■ **Action item**:
A single number is all that's needed: how many lines in the data contain the string "breaking".

****************************************

PR #143, opened 2022-12-21
Fix client requirements for Python 3.11

aksh-at:
Realized aiohttp 3.8.3 actually does support Python 3.11. `ddtrace` (used for distributed tracing) isn't there yet, but it's an optional dependency and Modal can function without it.


erikbern:
dope

PR #149, opened 2022-12-23
Take args list for image build functions

ekzhang:
### Motivation

When building large images from Python I often have to write things like (this one taken from youtube face detection example):

```python
image = (
    modal.Image.debian_slim()
    .run_commands(
        [
            "apt-get install -y libgl1-mesa-glx libglib2.0-0 wget",
            f"wget https://raw.githubusercontent.com/opencv/opencv/master/data/haarcascades/{FACE_CASCADE_FN} -P /root",
        ]
    )
    .pip_install(["pytube", "opencv-python", "moviepy"])
)
```

These brackets aren't really necessary; they don't seem to help make the API clearer.

```python
image = (
    modal.Image.debian_slim()
    .run_commands(
        "apt-get install -y libgl1-mesa-glx libglib2.0-0 wget",
        f"wget https://raw.githubusercontent.com/opencv/opencv/master/data/haarcascades/{FACE_CASCADE_FN} -P /root",
    )
    .pip_install("pytube", "opencv-python", "moviepy")
)
```

If we remove them, we also get to eliminate another level of indentation from Black-formatted code.

### Description

Changes the following functions that build images:

- `apt_install`
- `pip_install`
- `run_commands`
- `conda_install`

The specific change is to the function signature, which is modified from

```python
def pip_install(
    self,
    packages: list[str],  # A list of Python packages, eg. ["numpy", "matplotlib>=3.5.0"]
    find_links: Optional[str] = None,
) -> "_Image":
```

to a new signature

```python
def pip_install(
    self,
    *packages: Union[str, list[str]],  # A list of Python packages, eg. ["numpy", "matplotlib>=3.5.0"]
    find_links: Optional[str] = None,
) -> "_Image":
```

We could gradually deprecate `list[str]` being accepted far in the future (e.g., by showing warnings), but I don't think it's important immediately. Just changing all the docs should be good enough.

### Compatibility

We still support code like `image.pip_install(["pip"])` due to the `Union[]` type and some flattening at runtime.

**However, this PR introduces a limited breaking change because it turns a positional argument into a keyword argument.**

This breaking change only affects `pip_install()` and `run_commands()`. Other functions already don't take extra positional arguments. In practice I think `pip_install()` will be the only function that causes real-world breakage because users are probably passing `secrets=[...]` to `run_commands`, not using the argument as positional.

I think this is minor enough that it's fine to just bump the release number though. The error happens immediately, and the fix is really simple.

```python
# broken
image.pip_install(["torch==1.12.1+cu116"], "https://download.pytorch.org/whl/torch_stable.html")

# fix
image.pip_install(["torch==1.12.1+cu116"], find_links="https://download.pytorch.org/whl/torch_stable.html")

# or, even better
image.pip_install("torch==1.12.1+cu116", find_links="https://download.pytorch.org/whl/torch_stable.html")
```

We could send a message in the beta testers Slack about this to make it clear.

(internal note: I need to add `find_links=` to two places in our monorepo's tests before we merge this)

### DIFF
--- a/client_test/image_test.py
+++ b/client_test/image_test.py
@@ -79,7 +79,14 @@ def test_image_requirements_txt(servicer, client):
 
 def test_empty_install(servicer, client):
     # Install functions with no packages should be ignored.
-    stub = Stub(image=Image.debian_slim().pip_install().pip_install([], []).apt_install([]))
+    stub = Stub(
+        image=Image.debian_slim()
+        .pip_install()
+        .pip_install([], [], [], [])
+        .apt_install([])
+        .run_commands()
+        .conda_install()
+    )
 
     with stub.run(client=client) as running_app:
         layers = get_image_layers(running_app["image"].object_id, servicer)
--- a/client_test/image_test.py
+++ b/client_test/image_test.py
@@ -44,7 +44,7 @@ def get_image_layers(image_id: str, servicer) -> List[api_pb2.Image]:
 
 def test_image_python_packages(client, servicer):
     stub = Stub()
-    stub["image"] = Image.debian_slim().pip_install(["numpy"])
+    stub["image"] = Image.debian_slim().pip_install("numpy")
     with stub.run(client=client) as running_app:
         layers = get_image_layers(running_app["image"].object_id, servicer)
         assert any("pip install numpy" in cmd for cmd in layers[0].dockerfile_commands)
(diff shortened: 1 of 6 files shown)


aksh-at (approved):
Awesome, this is a definite improvement. Unfortunate about the positional arguments, but they probably should have been keyword-only in hindsight anyway.

PR #1076, opened 2023-11-29
Add support for direct private registry authentication

aksh-at:
The registry [spec](https://docs.docker.com/registry/) allows you to authenticate with credentials directly or using a bearer token. So far we supported fetching these credentials/tokens from a third-party (e.g. AWS or GCP) or accessing public registries, but didn't support accessing a private registry with credentials directly.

****************************************

■ **Your solution**:
2